▶ _Record set_:
┏━━

PR #51, opened 2023-07-10
Easy Emoticon Feature: Added command list modal functionality in version 0.7.8

minnieoo:
This PR adds the functionality to Easy Emoticon of a command panel that can be summoned with /help or /commands, which conveniently allows you to scroll through the list of commands on Kbin through a modal, rather than rely on memory or an external document like before.


aclist:
Would you mind making this patch against the `testing` branch (`git checkout testing`) and resubmitting? Thanks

┗━━

▶ _What is expected_:
Take every line in the preceding listing that contains "Emoticon" and copy it.

▶ _The answer_:
Easy Emoticon Feature: Added command list modal functionality in version 0.7.8
This PR adds the functionality to Easy Emoticon of a command panel that can be summoned with /help or /commands, which conveniently allows you to scroll through the list of commands on Kbin through a modal, rather than rely on memory or an external document like before.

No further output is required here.